Entretanto en el mundo adolescente también se producen historias inquietantes. En esas muertes de jóvenes, muchos de los cuales no han llegado a la mayoría de edad, hay una evidencia de vulnerabilidad –y por lo tanto una acusación implícita a un sistema que no ha sido capaz de generar herramientas para hacerse fuerte frente a los reveses de la existencia-. Por otro lado, los linchamientos escolares, que no son una novedad, ahora se ven multiplicados en millones de pantallas de millones de usuarios que acceden al escarnio o participan de él, que hacen fácil la amenaza, el insulto y el anonimato. A la violencia verbal, emocional o física se añade el efecto multiplicador de saberse en millones de pantallas, expuestos en su desnudez –pues esos muchachos no han tenido tiempo para su rearme espiritual-, solos en ese universo donde un click basta para producir un apagón mental parecido al desarraigo.

En septiembre de 2004, en España, un chico de catorce años se quitaba la vida por el sufrimiento que le ocasionaban las constantes humillaciones y palizas que recibía de algunos compañeros en su escuela. El animal acorralado que todos llevamos dentro activa el instinto de supervivencia, y al principio le basta con no exponerse al peligro. Es decir, renunciar a ir a la escuela, que en ese caso es una solución de corto alcance. La norma social, y su ceguera, nos obliga a posponer los mandatos del instinto de supervivencia y a civilizar los residuos del miedo. Así que las elecciones eran escasas: o volver al sufrimiento o terminar con todo. Jokin –así se llamaba el chico- eligió esta segunda opción.

En la primavera de 2010 una chica de 21 años, inglesa, deja una nota a sus padres: “No quiero seguir siendo yo misma”, decía en ella. Un mensaje brutal, por el que se abomina no solo de lo que se es sino de lo que no se pudo llegar a haber sido. Vicky, una estudiante brillante, empezó a intuir que el futuro se resistía a dejarla pasar por su cedazo, y acabó con su vida. Había mandado 200 currículums a diversas empresas sin obtener ni una respuesta. Se me puede objetar que hay casos similares. Gente que no recibe doscientos silencios sucesivos, sino mil, y que aguanta la embestida de los fracasos y la incertidumbre. Pero eso no quita un ápice de importancia al valor que cada uno otorga a su propio sufrimiento. A fin de cuentas, ese dolor personal e intransferible, inconmensurable porque escapa a todos los intentos de medición, lo decreta cada uno, y es cada uno quien decide si tales padecimientos rebasan un umbral que los convierte en insoportables. Esta reflexión vale para todo caso de suicidio y para todos aquellos proclamadores de que la vida hay que sufrirla y aguantarla, y que no hacerlo es un gesto de cobardía. Porque esos opositores al suicidio como falta de coraje parten de la base de que morir es más fácil que seguir vivo. Y no es así: morir es extremadamente difícil. La prueba más tangible y palmaria, sin entrar en más detalles, es que la mayoría de gente teme la muerte y procura esquivarla.

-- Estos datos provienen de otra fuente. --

PR #17118, opened 2025-05-11
Code Quality: Replaced DllImport calls with CsWin32 generations for DPI calculation operations

Lamparter:
**Resolved / Related Issues**

- Related #15000 

1. Opened the app
2. Tested components that reference the migrated `AppModel.AppWindowDPI` property

---

`GetDpiForWindow` is already being used in some places however the legacy method pointing to a `DllImport` call remains in the Win32 PInvoke helper.
This PR removes it from the helper and replaces the final reference to `Win32PInvoke.GetDpiForWindow()` with the appropriate method generated by CsWin32.

### DIFF
--- a/src/Files.App/Data/Models/AppModel.cs
+++ b/src/Files.App/Data/Models/AppModel.cs
@@ -131,7 +131,7 @@ namespace Files.App.Data.Models
 		/// Gets or sets a value indicating the AppWindow DPI.
 		/// </summary>
 		private float _AppWindowDPI = PInvoke.GetDpiForWindow((HWND)MainWindow.Instance.WindowHandle) / 96f;
-		public float AppWindowDPI // TODO: Update value if the DPI changes
+		public float AppWindowDPI
 		{
 			get => _AppWindowDPI;
 			set => SetProperty(ref _AppWindowDPI, value);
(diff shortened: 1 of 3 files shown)


src/Files.App/Data/Models/AppModel.cs
```diff
@@ -127,10 +129,9 @@ public string PCloudDrivePath
 
 		/// <summary>
 		/// Gets or sets a value indicating the AppWindow DPI.
-		/// TODO update value if the DPI changes
 		/// </summary>
-		private float _AppWindowDPI = Win32PInvoke.GetDpiForWindow(MainWindow.Instance.WindowHandle) / 96f;
-		public float AppWindowDPI
+		private float _AppWindowDPI = PInvoke.GetDpiForWindow((HWND)MainWindow.Instance.WindowHandle) / 96f;
+		public float AppWindowDPI // TODO: Update value if the DPI changes
```
yaira2, line 134: Regarding the TODO, I don't believe this isn't such a common occurrence that we need to update when the value changes.

Lamparter: I can remove it if you like.

yaira2: Thanks!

Este otoño nos ha dejado tres muertes adolescentes, aunque solo la primera, como suele ocurrir con todas aquellas historias que se transforman en grandes titulares mediáticos o, dicho en el nuevo lenguaje, en trending topic, tuvo repercusión global. Las tres historias tienen en común, como la de Jokin, el acoso. En la actualidad no hay historias de amores imposibles en adolescencias donde todo parece posible. Sólo el acoso, es decir, una violencia humillante, que se vive desde el silencio, donde quizá la violencia no sea tan grave (retomamos la reflexión con que abrimos este apartado) como la quiebra de la imagen frente a ese gigantesco espejo del mundo. En esta sociedad autocomplaciente y que se gusta a sí misma, nada hay que aterre tanto como el rechazo, como ser desplazado a la periferia –la del silencio, la de la incomprensión y, ante todo, la de la no pertenencia-.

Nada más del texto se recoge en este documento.